E-Commerce RFM Customer Segmentation Analysis Overview
This project performs a full customer value analysis using the RFM (Recency, Frequency, Monetary) framework on an e-commerce transactional dataset. The goal is to identify high-value customers, understand revenue distribution, and provide insights that support targeted marketing and retention strategies.
Objectives
Clean and prepare the raw transactional data
Compute RFM metrics for every customer
Segment customers using standard RFM scoring
Visualize customer distribution and revenue contribution
Produce strategic recommendations based on analytical findings
Compile results into a clear, professional report
Dataset
The dataset contains order records from 2010–2011, including:
Invoice numbers
Product descriptions
Quantities
Unit prices
Customer IDs
Timestamps
Country information
All calculations of revenue and RFM scoring are based on this dataset.
Methodology
RFM scoring was applied by ranking each customer on:
Recency: How recently they purchased
Frequency: How often they purchased
Monetary: How much they spent
Scores range from 1 to 5 for each category. Segment classification follows common combinations such as Champions, Loyal Customers, Potential Loyalists, At-Risk, Hibernating, and Low-Value groups.
Key Analysis Steps
Data cleaning and handling missing values
RFM metric computation
Segment assignment using score combinations
Revenue and customer distribution analysis
Seasonal and revenue-trend visualisation
Generation of summary insights and recommendations
Insights Summary
Champions (about 25 percent of customers) generate approximately 66.5 percent of total revenue.

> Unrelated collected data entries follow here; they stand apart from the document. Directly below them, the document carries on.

PR #2480, opened 2019-10-24
[aws] use simple string prefix placeholder match

jaypipes:
Addresses a [comment on PR2235](https://github.com/kubernetes/autoscaler/pull/2235/files#r313536379)
to remove the unnecessary use of a regex with a simpler string prefix
matching for placeholder names.


Jeffwan:
/cc @seh @gjtempleton

As you either changed or left comments on placeholder regex, please help review.

Issue #2447, opened 2019-10-11
VerticalPodAutoscaler not compatible with k8s 1.16.x libraries


tariq1890:
We, in kube-state-metrics use the VPA and K8s client libaries as dependencies. We seem to be blocked on updating to K8s 1.16.x libraries as the VPA dependencies fail to compile when importing the latest K8s deps.

As seen on this thread: https://github.com/kubernetes/kube-state-metrics/pull/945#issuecomment-540711969

PR #2485, opened 2019-10-25
[WIP] VPA: bring k8s dependencies to v1.16.1

wozniakjan:
The dependencies in VPA have been out of date for some time. This PR is trying to migrate `go dep` to `go mod` and upgrading k8s dependencies to v1.16.1.

This is branch is being used in https://github.com/kubernetes/kube-state-metrics/pull/949 as an interim solution to test that PR but before merging, it would be ideal to point the dependencies back to this repo.

closes: https://github.com/kubernetes/autoscaler/issues/2447


bskiba:
:hand: Looks like we worked on this simultaneously :) I'm working on getting #2486 merged. Will it will cover your needs as well?

PR #2490, opened 2019-10-27
Add tests for Packet

d-mo:
Test cases include scaling up a node pool and then scaling it back down. They run against a mock API by default, or against the actual Packet API if a valid PACKET_AUTH_TOKEN is set as an environmental variable.


losipiuk:
/lgtm
/approve
Thanks!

Champions and Loyal Customers together contribute over 80 percent of revenue.
Low-value segments form most of the customer base but less than 20 percent of revenue.
Clear seasonality is visible, with strong peaks during November–December.
These findings highlight the importance of retention strategies for high-value customers and targeted re-engagement efforts for at-risk segments.
Contents
data/ – raw and cleaned datasets
scripts/ – analysis and segmentation code
charts/ – visualisations generated during analysis
report/ – final written report and PDF output
README.md – project documentation
Tools and Technologies
Python
Pandas
Matplotlib
Seaborn
Jupyter Notebook or script-based analysis
Git and GitHub for version control
Author
Rajab Cheruiyot Bett Analysis and reporting completed in 2025.